PR #7277, opened 2022-10-28
Add Pharmacy Tsuruha (調剤薬局ツルハドラッグ)

Revtro:
I added the dispensary portion because it seems to be treated as a separate store brand.
<hr>
Not directly related to this PR, but how can I prevent dispensing=yes from being automatically added in the amenity=pharmacy and healthcare=pharmacy presets?<br>
In Japan, drug stores are added with this preset (tags), but not all stores have dispensing available, like the brand I have just added.

I didn't see it in the NSI json, so is it necessary to change the code of the iD preset?

### DIFF
--- a/data/brands/amenity/pharmacy.json
+++ b/data/brands/amenity/pharmacy.json
@@ -4187,6 +4187,22 @@
       }
     },
     {
+      "displayName": "調剤薬局ツルハドラッグ",
+      "id": "pharmacytsuruha-650eee",
+      "locationSet": {"include": ["jp"]},
+      "tags": {
+        "amenity": "pharmacy",
+        "brand": "ツルハドラッグ",
+        "brand:en": "Tsuruha",
+        "brand:ja": "ツルハドラッグ",
+        "brand:wikidata": "Q114891238",
+        "healthcare": "pharmacy",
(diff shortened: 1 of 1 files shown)


LaoshuBaby:
> Not directly related to this PR, but how can I prevent dispensing=yes from being automatically added in the amenity=pharmacy and healthcare=pharmacy presets?
> In Japan, drug stores are added with this preset (tags), but not all stores have dispensing available, like the brand I have just added.
> 
> I didn't see it in the NSI json, so is it necessary to change the code of the iD preset?

Looks like this can't be solved in NSI because this was pharmacy's preset, stored in there:
https://github.com/openstreetmap/id-tagging-schema/blob/abe59b253d30cb02ef1d491fe937fbafdcd746fb/data/presets/amenity/pharmacy.json#L3-L11
I suggest that you open a issue in that repository.

Revtro:
> Looks like this can't be solved in NSI because this was pharmacy's preset, stored in there: https://github.com/openstreetmap/id-tagging-schema/blob/abe59b253d30cb02ef1d491fe937fbafdcd746fb/data/presets/amenity/pharmacy.json#L3-L11 I suggest that you open a issue in that repository.

Thank you very much, I will try to open an issue in that repository.

PR #7282, opened 2022-10-29
add more Dutch Brands

wvanderp:
This PR adds more Dutch brands.

Let me know if there are any issues, and I'll fix them

### DIFF
--- a/data/brands/shop/hairdresser.json
+++ b/data/brands/shop/hairdresser.json
@@ -74,8 +74,6 @@
       "tags": {
         "brand": "BrainWash",
         "brand:wikidata": "Q114905133",
-        "female": "yes",
-        "male": "yes",
         "name": "BrainWash",
         "shop": "hairdresser"
       }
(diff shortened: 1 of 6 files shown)


data/brands/shop/hairdresser.json
```diff
@@ -66,6 +66,20 @@
...
     },
+    {
+      "displayName": "BrainWash",
+      "id": "brainwash-7f2667",
+      "locationSet": {"include": ["nl"]},
+      "preserveTags": ["^name"],
+      "tags": {
+        "brand": "BrainWash",
+        "brand:wikidata": "Q114905133",
+        "female": "yes",
```
LaoshuBaby, line 77: Maybe those 2 gender related tag don't need to add, as many hairdresser don't restrict customer's gender.

For example, if this is a male only barbershop, we can add a `male=only` because this tag is difinitely needed, like we treat `vegan=only` and `vegan=yes`.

Task item |
Within the records above, each line containing "opened" is to be returned.

Solution to the problem |
PR #7277, opened 2022-10-28
PR #7282, opened 2022-10-29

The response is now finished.